LER O QUÊ AMANHÃ?,
por Maria do Rosário Pedreira (*)
por Maria do Rosário Pedreira (*)
Nasci no final dos anos 50, de pais leitores, num país com uma taxa de analfabetismo que nos fazia corar diante de muitos países da Europa; e pertenço – julgo eu – à última fornada que pôde compreender, sem ser «emprenhando pelos ouvidos», a diferença entre viver em ditadura e viver em democracia. Não tive parentes presos, perseguidos ou torturados por discordarem do regime, nem vivi clandestinidade de nenhum tipo – é bom dizê-lo, para o leitor afastar qualquer tentativa de heroísmo das minhas intenções.
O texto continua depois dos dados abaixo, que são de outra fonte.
PR #1596, opened 2020-06-18
btcjson,rpcclient: add support for PSBT commands to rpcclient

federicobond:


Rjected:
Hello, you'll need to fix the CI issues in order for this to get reviewed and merged. Thanks for the contribution!

federicobond:
@Rjected thanks for the heads up! Yeah, its weird though, I could not find out what exactly is it complaining about, the file appears formatted correctly.

Rjected:
Hey, sorry for getting back so late. Here are the changes you'd need to do to fix the formatting issues: https://github.com/Rjected/btcd/commit/23478ac91c0a5caa12bb6d4390c58160fe7f3881 . There are also now some conflicts, make sure those are fixed as well and then we can start reviewing!

federicobond:
Ah, that makes sense. Thanks for the heads up.

federicobond:
This is now ready for review.

rpcclient/wallet.go
```diff
@@ -2367,6 +2367,91 @@ func (c *Client) GetInfo() (*btcjson.InfoWalletResult, error) {
...
+	psbt string, sign *bool, sighashType *string, bip32Derivs *bool,
+) FutureWalletProcessPsbtResult {
+	cmd := btcjson.NewWalletProcessPsbtCmd(psbt, sign, sighashType, bip32Derivs)
+	return c.sendCmd(cmd)
+}
+
+// WalletProcessPsbt updates a PSBT with input information from our wallet and
+// then signs inputs.
+func (c *Client) WalletProcessPsbt(
+	psbt string, sign *bool, sighashType *string, bip32Derivs *bool,
```
onyb, line 2450: Why not have an enum type for `sighashType`? The possible values are quite limited and clearly documented in Bitcoin Core.

```
"ALL"
"NONE"
"SINGLE"
"ALL|ANYONECANPAY"
"NONE|ANYONECANPAY"
"SINGLE|ANYONECANPAY"
```

btcjson/walletsvrresults.go
```diff
@@ -173,3 +173,18 @@ type GetBalancesResult struct {
 	Mine      BalanceDetailsResult  `json:"mine"`
 	WatchOnly *BalanceDetailsResult `json:"watchonly"`
 }
+
+// WalletCreateFundedPsbtResult models the data returned from the
+// walletcreatefundedpsbtresult command.
+type WalletCreateFundedPsbtResult struct {
+	Psbt      string  `json:"psbt"`
```
onyb, line 180: Not so familiar with psbt transaction format, but can we use `*wire.MsgTx` here just like in [`FundRawTransactionResult`](https://github.com/btcsuite/btcd/blob/1db1b6f8217f5b489505c5c7e5235b53a7484779/btcjson/chainsvrresults.go#L695-L700). Will require special unmarshalling logic. See an example [here](https://github.com/btcsuite/btcd/blob/1db1b6f8217f5b489505c5c7e5235b53a7484779/btcjson/chainsvrresults.go#L702-L732).

btcjson/walletsvrresults.go
```diff
@@ -173,3 +173,18 @@ type GetBalancesResult struct {
...
+	Fee       float64 `json:"fee"`
```
onyb, line 181: This should be `btcutil.Amount`.

btcjson/walletsvrresults.go
```diff
@@ -173,3 +173,18 @@ type GetBalancesResult struct {
...
+	ChangePos int64   `json:"changepos"`
+}
+
+// WalletProcessPsbtResult models the data returned from the
+// walletprocesspsbtresult command.
+type WalletProcessPsbtResult struct {
+	Psbt     string `json:"psbt"`
```
onyb, line 188: Same remark as above, with regards to using `*wire.MsgTx`.

btcjson/btcwalletextcmds.go
```diff
@@ -93,6 +93,84 @@ func NewRenameAccountCmd(oldAccount, newAccount string) *RenameAccountCmd {
 	}
 }
 
+// PsbtInput represents an input to include in the PSBT created by the
+// WalletCreateFundedPsbtCmd command.
+type PsbtInput struct {
+	Txid     string `json:"txid"`
+	Vout     int64  `json:"vout"`
```
onyb, line 100: `Vout` is generally `uint32` types in `btcjson`.

btcjson/btcwalletextcmds.go
```diff
@@ -93,6 +93,84 @@ func NewRenameAccountCmd(oldAccount, newAccount string) *RenameAccountCmd {
...
+	Sequence int64  `json:"sequence"`
```
onyb, line 101: Same remark about `Sequence`. Generally considered to be of type `uint32`.

btcjson/btcwalletextcmds.go
```diff
@@ -93,6 +93,84 @@ func NewRenameAccountCmd(oldAccount, newAccount string) *RenameAccountCmd {
...
+}
+
+// PsbtOutput represents an output to include in the PSBT created by the
+// WalletCreateFundedPsbtCmd command.
+type PsbtOutput map[string]float64
+
+// NewPsbtOutput returns a new instance of a PSBT output to use with the
+// WalletCreateFundedPsbtCmd command.
+func NewPsbtOutput(address string, amount float64) PsbtOutput {
```
onyb, line 110: We should use `btcutil.Amount` instead of `float64` here.

btcjson/btcwalletextcmds.go
```diff
@@ -93,6 +93,84 @@ func NewRenameAccountCmd(oldAccount, newAccount string) *RenameAccountCmd {
...
+	out := make(map[string]float64)
+	out[address] = amount
+	return out
```
onyb, line 113: I think it's possible to do it in one-step:

```go
return map[string]btcutil.Amount{address: btcutil.Amount(5)}
```

btcjson/btcwalletextcmds.go
onyb, line 110: The [documentation](https://bitcoincore.org/en/doc/0.20.0/rpc/wallet/walletcreatefundedpsbt/) in Bitcoin Core talks about a `data` field in psbt outputs. Looks like you forgot to add it.

```
       {                              (json object)
         "data": "hex",               (string, required) A key-value pair. The key must be "data", the value is hex-encoded data
       },
```

btcjson/btcwalletextcmds.go
```diff
@@ -93,6 +93,84 @@ func NewRenameAccountCmd(oldAccount, newAccount string) *RenameAccountCmd {
...
+	Outputs     []PsbtOutput
+	Locktime    *int64
+	Options     *WalletCreateFundedPsbtOpts
+	Bip32Derivs *bool
+}
+
+// NewWalletCreateFundedPsbtCmd returns a new instance which can be used to issue a
+// walletcreatefundedpsbt JSON-RPC command.
+func NewWalletCreateFundedPsbtCmd(
+	inputs []PsbtInput, outputs []PsbtOutput, locktime *int64,
```
onyb, line 143: Let's use `uint32` for `locktime` for consistency.

btcjson/btcwalletextcmds.go
```diff
@@ -93,6 +93,84 @@ func NewRenameAccountCmd(oldAccount, newAccount string) *RenameAccountCmd {
...
+	out[address] = amount
+	return out
+}
+
+// WalletCreateFundedPsbtOpts represents the optional options struct provided
+// with a WalletCreateFundedPsbtCmd command.
+type WalletCreateFundedPsbtOpts struct {
+	ChangeAddress          *string  `json:"changeAddress,omitempty"`
+	ChangePosition         *int64   `json:"changePosition,omitempty"`
+	ChangeType             *string  `json:"change_type,omitempty"`
```
onyb, line 121: Should be an enum with values `legacy`, `p2sh-segwit`, and `bech32`. Let's try to update the `FundRawTransactionOpts` struct for this if possible.

btcjson/btcwalletextcmds.go
```diff
@@ -93,6 +93,84 @@ func NewRenameAccountCmd(oldAccount, newAccount string) *RenameAccountCmd {
...
+// WalletCreateFundedPsbtCmd command.
+func NewPsbtOutput(address string, amount float64) PsbtOutput {
+	out := make(map[string]float64)
+	out[address] = amount
+	return out
+}
+
+// WalletCreateFundedPsbtOpts represents the optional options struct provided
+// with a WalletCreateFundedPsbtCmd command.
+type WalletCreateFundedPsbtOpts struct {
```
onyb, line 118: This is exactly the same as `FundRawTransactionOpts`, so wondering if we should reuse it.

I would have recommended renaming `FundRawTransactionOpts` to something generic and using it here as well, but that would be a breaking change.

@Rjected What's your opinion on this?

onyb (changes requested):
Nice work on the PR!

Most of my remarks are about types. Please also feel free to pull in some descriptions from Bitcoin Core docs wherever relevant. It doesn't need to be an exact copy, but just enough to guide the users and show it beautifully on [pkg.go.dev](https://pkg.go.dev/).

btcjson/btcwalletextcmds.go
Rjected: It's possible this could just be an alias of `FundRawTransactionOpts`, and then we could make changes to `FundRawTransactionOpts` if necessary, so that's one option but I don't think it's the best way to do it. We _could_ rename the struct, and that would be breaking. On the other hand, we don't really reuse btcjson option structs (afaik) and the `fundrawtransaction` / `walletcreatefundedpsbt` apis are probably not going to change too much. I'm thinking it might be okay if we leave this as is, and update the structs independently if there are any future additions to their options. Overall I don't think it's too big of a deal if we duplicate some code or have some identical structs that represent different options in btcjson, especially if the alternative is a breaking change. WDYT?

onyb: So it's finally down to alias vs duplicating code. I'm fine with both - the former is less code to manage, and the latter has no code coupling.

If we duplicate the code, can we agree to share some common enum types (ex: a type for `ChangeType`)?

onyb:
I'm wondering if `btcwalletextcmds.go` is the right file for defining the types. This is what the header of the file says:
https://github.com/btcsuite/btcd/blob/d2b1a06d93c9b4acc4af5f47998ee2b464dcfa4c/btcjson/btcwalletextcmds.go#L5-L6

Compare that to `walletsvrcmds.go`, where we have this:
https://github.com/btcsuite/btcd/blob/d2b1a06d93c9b4acc4af5f47998ee2b464dcfa4c/btcjson/walletsvrcmds.go#L5-L6

Using `walletsvrcmds.go` would be more appropriate.

btcjson/walletsvrresults.go
federicobond: The PSBT transaction format is different from the wire tx format. It's described in [BIP 174](https://github.com/bitcoin/bips/blob/master/bip-0174.mediawiki) as consisting of key-value maps.

btcjson/btcwalletextcmds.go
federicobond: Should I alias `PsbtOutput ` to an untyped `map[string]string` to support both cases? What's your advice on modelling heterogeneous lists like this?

btcjson/btcwalletextcmds.go
federicobond: Agree with @Rjected. Even though they are share the same structure today, I don't think these structs represent semantically the same type, and they may very well vary in the future as the inputs for either one of these methods are changed. There are also likely very few reasons to want to share the same input for calling both methods.

Sharing the type for `ChangeType` makes sense though.

btcjson/walletsvrresults.go
federicobond: Fee and Amount are represented as `float64` in every other result. Using `btcutil.Amount` here would introduce an inconsistency.

federicobond:
I moved the PSBT methods to `walletsvrcmds.go` as suggested.

btcjson/walletsvrresults.go
onyb: Oops, my bad. The result structs should indeed use `float64`. It's the constructors and `rpcclient` methods that should use `btcutil.Amount`.

btcjson/btcwalletextcmds.go
Rjected: Yep, this makes sense

btcjson/btcwalletextcmds.go
federicobond: I aliased `PbstOutput` to `map[string]interface{}` which makes sense for both encoding and decoding both types of outputs.

btcjson/chainsvrcmds.go
```diff
@@ -80,11 +80,21 @@ func NewCreateRawTransactionCmd(inputs []TransactionInput, amounts map[string]fl
...
 
+// ChangeType defines the different output types to use for the change address
+// of a transaction built by the node.
+type ChangeType string
+
+var (
+	ChangeTypeLegacy     ChangeType = "legacy"
+	ChangeTypeP2SHSegWit ChangeType = "p2sh-segwit"
+	ChangeTypeBech32     ChangeType = "bech32"
+)
```
onyb, line 91: Please add comments for each of these. For example:

* ChangeTypeLegacy indicates a P2PKH change address type.
* ChangeTypeP2SHSegWit indicates a P2WPKH-in-P2SH change address type.
* ChangeTypeBech32 indicates a P2WPKH change address type.

btcjson/walletsvrcmds.go
```diff
@@ -686,6 +692,105 @@ func NewWalletPassphraseChangeCmd(oldPassphrase, newPassphrase string) *WalletPa
...
+// PsbtOutput represents an output to include in the PSBT created by the
+// WalletCreateFundedPsbtCmd command.
+type PsbtOutput map[string]interface{}
+
+// NewPsbtOutput returns a new instance of a PSBT output to use with the
+// WalletCreateFundedPsbtCmd command.
+func NewPsbtOutput(address string, amount btcutil.Amount) PsbtOutput {
+	out := make(map[string]interface{})
+	out[address] = amount.ToBTC()
+	return out
```
onyb, line 712:
```suggestion
	return PsbtOutput{address: amount.ToBTC()}
```

btcjson/walletsvrcmds.go
```diff
@@ -686,6 +692,105 @@ func NewWalletPassphraseChangeCmd(oldPassphrase, newPassphrase string) *WalletPa
...
+type SighashType string
+
+var (
+	SighashAll                SighashType = "ALL"
+	SighashNone               SighashType = "NONE"
+	SighashSingle             SighashType = "SINGLE"
+	SighashAllAnyoneCanPay    SighashType = "ALL|ANYONECANPAY"
+	SighashNoneAnyoneCanPay   SighashType = "NONE|ANYONECANPAY"
+	SighashSingleAnyoneCanPay SighashType = "SINGLE|ANYONECANPAY"
+)
```
onyb, line 773: Would be nice to have comments here as well.

btcjson/walletsvrcmds.go
```diff
@@ -686,6 +692,105 @@ func NewWalletPassphraseChangeCmd(oldPassphrase, newPassphrase string) *WalletPa
...
+	out[address] = amount.ToBTC()
+	return out
+}
+
+// NewPsbtDataOutput returns a new instance of a PSBT data output to use with
+// the WalletCreateFundedPsbtCmd command.
+func NewPsbtDataOutput(data []byte) PsbtOutput {
+	out := make(map[string]interface{})
+	out["data"] = hex.EncodeToString(data)
+	return out
```
onyb, line 720:
```suggestion
	return PsbtOutput{"data": hex.EncodeToString(data)}

```

onyb (changes requested):
Added some more minor review comments.

btcjson/btcwalletextcmds.go
onyb: No strong opinion on this - `interface{}` is fine. There are other approaches, but that would be an overkill here. To me, it seems that the type is not concrete enough to deserve customized black magic.

@jakesyl Would you like to give your inputs here?

btcjson/walletsvrcmds.go
federicobond: Actually, I just noticed that rpcclient already defines a `SigHashType` type. I think it will be more clear to use that and then convert to `*string` for the btcjson constructors (to avoid a circular import). This is consistent with the behaviour of `SignRawTransaction`.

btcjson/btcwalletextcmds.go
jakesyl: missed this. I agree - `interface{}` should be fine here

federicobond:
Fixed the conflicts, should be ready to merge.

btcjson/walletsvrresults.go
onyb: Coming back to this topic, it's true that most commands in this file use the type `float64` for fees, but we should really compare it with `FundRawTransactionResult`:
https://github.com/btcsuite/btcd/blob/23d149cbfbfa13938dcb64ed62f22250eb6d239d/btcjson/chainsvrresults.go#L710-L715

We can keep it as-is, but should plan a refactoring to convert all amount-like fields to the `btcutil.Amount` type.

btcjson/walletsvrcmds.go
onyb: `SigHashType` should've really been in `btcjson` package. But there's nothing we can do about it now, without introducing a breaking change. Let's keep it for later.

rpcclient/wallet.go
```diff
@@ -2405,6 +2405,95 @@ func (c *Client) GetInfo() (*btcjson.InfoWalletResult, error) {
...
+
+// WalletProcessPsbtAsync returns an instance of a type that can be used
+// to get the result of the RPC at some future time by invoking the Receive
+// function on the returned instance.
+//
+// See WalletProcessPsbt for the blocking version and more details.
+func (c *Client) WalletProcessPsbtAsync(
+	psbt string, sign *bool, sighashType SigHashType, bip32Derivs *bool,
+) FutureWalletProcessPsbtResult {
+	cmd := btcjson.NewWalletProcessPsbtCmd(psbt, sign, btcjson.String(string(sighashType)), bip32Derivs)
```
onyb, line 2485: Small nit.

```suggestion
	cmd := btcjson.NewWalletProcessPsbtCmd(psbt, sign, btcjson.String(sighashType.String()), bip32Derivs)
```

onyb (approved):
All good on my side!

jcvernaleo (approved):
Looks good to me.

jakesyl (approved):

rpcclient/wallet.go
```diff
@@ -2405,6 +2405,95 @@ func (c *Client) GetInfo() (*btcjson.InfoWalletResult, error) {
...
+
+// WalletProcessPsbt updates a PSBT with input information from our wallet and
+// then signs inputs.
+func (c *Client) WalletProcessPsbt(
+	psbt string, sign *bool, sighashType SigHashType, bip32Derivs *bool,
+) (*btcjson.WalletProcessPsbtResult, error) {
+	return c.WalletProcessPsbtAsync(psbt, sign, sighashType, bip32Derivs).Receive()
+}
+
 // TODO(davec): Implement
```
jakesyl, line 2497: might make sense to remove these in favor of issues, but not germane to this review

Mesmo assim, com uns míseros 9 anos e a altura ridícula de 1,27 m (era, pelo menos, o que dizia o BI), fui fazer o exame da quarta classe e a primeira coisa que o júri me perguntou, numa sala onde havia um enorme retrato de Marcello Caetano, foi quais eram os meus deveres para com a pátria… Não posso dizer que isto me tenha exactamente traumatizado, mas a verdade é que, até hoje, não o esqueci, tal como não esqueci a frequência com que apareciam polícias com cães à porta do Instituto Superior Técnico à hora que regressava a casa depois das aulas do então Ciclo Preparatório e percebi que ninguém me queria explicar o que ali iam fazer… Mas soube-me bem, já no 5.º ano (actual 9.º), em 1974, participar de reuniões gerais de alunos e gritar «Saneamento!» à porta do Ministério da Educação, experimentando os primeiros eflúvios da liberdade; e saber, muitos anos mais tarde, que uma freira que fora minha professora de Religião e Moral acabara, afinal, nas FP-25… Adiante.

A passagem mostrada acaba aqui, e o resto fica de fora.